— THE TASK —
Set down only what runs from the line containing "sentence, but this" through the last line of the data, exactly as it reads.

*** GIVEN DATA Section Begins ***

PR #1070, opened 2017-02-13
Correcting usecache attribute. Fixes #1069

### LINKED ISSUE #1069: useCache attribute design seems very very wrong
> If useCache is not a valid boolean value, queue a task to fire an event named error at the link element, and abort these steps.

This is *not* how HTML boolean attributes work. You should never do `usecache="true"` or `usecache="false"`.

Instead this step and the previous should just check for the presence of the usecache attribute. There is no such thing as an invalid value. The attribute is either present or absent; it's value does not matter. That's how boolean attributes work.

This is especially important since the `useCache` IDL attribute is supposed to reflect the content attribute. That will work very very poorly with the above processing model.

jakearchibald:
I also did the same for the header. I assume we handle booleans the same way there?

### DIFF
--- a/docs/index.bs
+++ b/docs/index.bs
@@ -1745,7 +1745,7 @@ spec: webappsec-referrer-policy; urlPrefix: https://w3c.github.io/webappsec-refe
       1. If the "<code>scope</code>" <a>target attribute</a> of the <code>Link</code> header is present, set |scopeURL| to the result of <a lt="URL parser">parsing</a> the "<code>scope</code>" <a>target attribute</a> with |scriptURL|.
       1. Let |workerType| be the "<code>workertype</code>" <a>target attribute</a> of the <code>Link</code> header, or "<code>classic</code>" if no such attribute is present.
       1. If |workerType| is not a valid {{WorkerType}} value, abort these steps.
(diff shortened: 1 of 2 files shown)


docs/index.bs
```diff
@@ -1745,8 +1745,7 @@ spec: webappsec-referrer-policy; urlPrefix: https://w3c.github.io/webappsec-refe
       1. If the "<code>scope</code>" <a>target attribute</a> of the <code>Link</code> header is present, set |scopeURL| to the result of <a lt="URL parser">parsing</a> the "<code>scope</code>" <a>target attribute</a> with |scriptURL|.
       1. Let |workerType| be the "<code>workertype</code>" <a>target attribute</a> of the <code>Link</code> header, or "<code>classic</code>" if no such attribute is present.
       1. If |workerType| is not a valid {{WorkerType}} value, abort these steps.
-      1. Let |useCache| be the "<code>usecache</code>" <a>target attribute</a> of the <code>Link</code> header, or false if no such attribute is present.
-      1. If |useCache| is not a valid boolean value, abort these steps.
+      1. Let |useCache| be be true if the the <code>Link</code> header has a <a>target attribute</a> named "<code>usecache</code>", otherwise false.
```
jungkees: Nits: s/be be/be/, s/the the/the/

jungkees:
LGTM with the above nit. Please include the bikesheded HTML document when merging. Thanks!

PR #1071, opened 2017-02-14
Add specific Processing headings + minor editorial

sideshowbarker:
This splits the “Link type "serviceworker"” ≫ “Processing” section into
two sections with separate headings:

* Processing the Link header
* Processing the link element

It also includes a minor editorial change to add the word “or” in a
place where lack of it makes the text ambiguous; this sentence:

> When a serviceworker link’s link element is inserted into a document,
> a serviceworker link is created on a link element that is already in a
> document tree, or the href or scope attributes of the link element of a
> serviceworker link is changed, the user agent should run these steps

...could be read as saying:

> When a serviceworker link’s link element is inserted into a document,
> **then** a serviceworker link is created on a link element...

When what it actually seems to mean is:

> When a serviceworker link’s link element is inserted into a document,
> **or** a serviceworker link is created on a link element...

That “or” is somewhat implied from the rest of the sentence, but this
this change just inserts an explicit “or” to make it more clear.


sideshowbarker:

jungkees:
LGTM.

> a minor editorial change to add the word “or”

I think the original sentence was still okay to understand within the context but agree to this change with no strong opinion. /cc @mkruisselbrink

jungkees:
Thanks @sideshowbarker!

mkruisselbrink:
Thanks!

*** GIVEN DATA Section Ends ***

— SOLUTION TO THIS TASK —
That “or” is somewhat implied from the rest of the sentence, but this
this change just inserts an explicit “or” to make it more clear.


sideshowbarker:

jungkees:
LGTM.

> a minor editorial change to add the word “or”

I think the original sentence was still okay to understand within the context but agree to this change with no strong opinion. /cc @mkruisselbrink

jungkees:
Thanks @sideshowbarker!

mkruisselbrink:
Thanks!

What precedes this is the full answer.